Comparison of three sonographic morphology indices and evaluation of its accuracy in predicting ovarian malignancy
DOI:
https://doi.org/10.18203/2320-1770.ijrcog20260158Keywords:
Malignancy index, Morphology index, Ovarian tumorAbstract
Background: Identifying whether an adnexal mass is benign or malignant is crucial because it guides surgeons regarding the type of operative intervention needed. The aim of this study was to evaluate the accuracy of three sonographic morphology indices (DePriest, Sassone, and Ueland) and the risk of malignancy index for preoperative triaging of adnexal masses and comparing their effectiveness in predicting ovarian malignancy.
Methods: A prospective cross-sectional study conducted at Paropakar Maternity and Women’s Hospital from August 2021 to October 2022 underwent an ultrasound scan 48 hours prior to surgery. The specificity, sensitivity, negative predictive value, positive predictive value, and accuracy of all three morphological indices and the risk of malignancy index were calculated and compared.
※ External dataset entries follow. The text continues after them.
PR #4645, opened 2022-05-19
chore: Update to Rust 1.61

carols10cents:
🎉

### DIFF
--- a/.circleci/config.yml
+++ b/.circleci/config.yml
@@ -131,6 +131,7 @@ jobs:
   doc:
     docker:
       - image: quay.io/influxdb/rust:ci
+    resource_class: medium+ # use of a smaller executor runs out of memory
     environment:
       # Disable incremental compilation to avoid overhead. We are not preserving these files anyway.
       CARGO_INCREMENTAL: "0"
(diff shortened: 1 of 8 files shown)


carols10cents:
OOPS forgot about clippy 😅

carols10cents:
Ok, it looks like there's something wrong with... jemalloc? in the doc job? I don't know how... that's a tomorrow problem...

shepmaster:
> cc: fatal error: Killed signal terminated program cc1
>  compilation terminated.

This feels a lot like "ran out of memory and the OS killed the process". There's another error as well which [also is suggested as a memory issue](https://stackoverflow.com/a/40132053/155423):

> {standard input}: Assembler messages:
> {standard input}:308625: Warning: end of file not at end of a line; newline inserted
> {standard input}: Error: open CFI at the end of file; missing .cfi_endproc directive

We could try:
1. reducing build parallelism
2. increasing memory on the builder

shepmaster:
And after bumping to 6GB:

image

alamb:
Doc builder change makes sense to me. I say :shipit:

alamb (approved):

Results: Among 107 patients, 69 (52.3%) had benign tumors, 11 (8.55%) were borderline, and 27 (20.8%) were malignant. The most common malignant ovarian tumor was serous cystadenocarcinoma (14 cases), followed by immature teratoma (5 cases) and granulosa cell tumor (4 cases). The sensitivity of the DePriest, Sassone, and Ueland morphology indices, along with the RMI, was 77.7%, 73%, 85%, and 65%, respectively. Their corresponding specificities were 82.3%, 86.25%, 78.75%, and 73.7%. In terms of accuracy, DePriest achieved 81.48%, Sassone 83%, Ueland 80.37%, and RMI only 74%.
Conclusions: Although the Ueland morphology index was the most sensitive in predicting ovarian malignancy, the preoperative diagnostic accuracy was similar across all three morphology indices, while it was notably lower for the risk of malignancy index (RMI).